他抬起头来,面前是他父母亲人的衣冠冢,高高的灵堂,巍峨的陵寝,占地千顷,里面埋葬的却只是他们生前的几件衣裳和遗物。他们的头颅,至今还在大夏圣庙的罪臣殿里搁置着,而身体,早就在乱世的战火中让野狼果腹了。
他拿起酒盏,辛辣的烈酒自他的喉间滑下,像是滚烫的炭。有低沉的风吹进宽阔的大殿,帷幔轻轻地摇曳,像是戏台上女子轻舞的水袖,缠缠绵绵。燕洵的视线仍旧是清明的,他容颜清俊,略带戚色,脸颊瘦削,眼底好似有重重的雾霭。仔细看去,那双鬓之间似乎隐藏了几缕银丝,在幽幽的烛火之下,银光闪闪,略带几分沧桑。
不过是两年之间,他就已经如此疲累了,他的一生似乎都在一条歧途上行走,每一步都有无穷无尽的岔路。渐渐地,身边的人各自上路,虽是同时结伴出发,却有着各自的方向。
“父亲。”止水般的心里,突然冒出了这样两个字,像是一块石头,轻轻地打碎了平静的湖面,“父亲,你欺骗了我。”

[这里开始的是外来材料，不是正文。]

PR #3591, opened 2021-02-19
Avoid excessive execution of cloud-config

vpnachev:

/area ops-productivity
/kind enhancement
/priority normal

Update the checksum of the `download-cloud-config.sh` right after it is applied. Otherwise the update will be detected twice and this will restart the systemd services twice. 

Follow-up on #3583 

**Release note**:

```other operator
NONE
```


rfranzke (dismissed):
/lgtm

pkg/operation/botanist/extensions/operatingsystemconfig/executor/templates/scripts/execute-cloud-config.tpl.sh
```diff
@@ -104,7 +104,7 @@ if ! diff "$PATH_CLOUDCONFIG" "$PATH_CLOUDCONFIG_OLD" >/dev/null || ! diff "$PAT
 {{- end }}
     echo "Successfully restarted all units referenced in the cloud config."
     cp "$PATH_CLOUDCONFIG" "$PATH_CLOUDCONFIG_OLD"
-    cp "$PATH_CCD_SCRIPT_CHECKSUM" "$PATH_CCD_SCRIPT_CHECKSUM_OLD"
+    md5sum ${PATH_CCD_SCRIPT} > "$PATH_CCD_SCRIPT_CHECKSUM_OLD"
```
timuthy: Shouldn't it already be enough to move the line up before the daemons are restarted? This change is somehow hard to understand and brittle for maintenance. WDYT?

vpnachev: I prefer to keep the update of the `*_OLD` files together.
Also, after the restarts it is guaranteed that all required changes are applied without failures.

timuthy: Okay, can you then put a small comment inline why copying is not enough like done a line above?

vpnachev: I was thinking the same, but also considered that this file is downloaded every 30 seconds, thus I decided to not add comment, but seems it is required.

timuthy (approved):
Thanks @vpnachev 
/lgtm

rfranzke:
ℹ️ I will open a cherry-pick PR for `release-v1.17` once #3603 is merged.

燕洵仰着头,看着灵台上的画像,父亲的面目,栩栩如生,他看着自己儿时最崇拜的亲人,静静地说:“你说燕北是人间乐土,是普天之下最自由富庶的地方,你说你所做的一切,是在为后世子孙开辟千年万载的不世功业,可是你错了,你错得离谱。你将燕北毁了,将自己毁了,也将燕氏一脉都毁了。在真煌的那八年,我是沉浸在对你的信任和幻想中才生存过来的,可是当我九死一生回到燕北的时候,你不知道我是多么失望。”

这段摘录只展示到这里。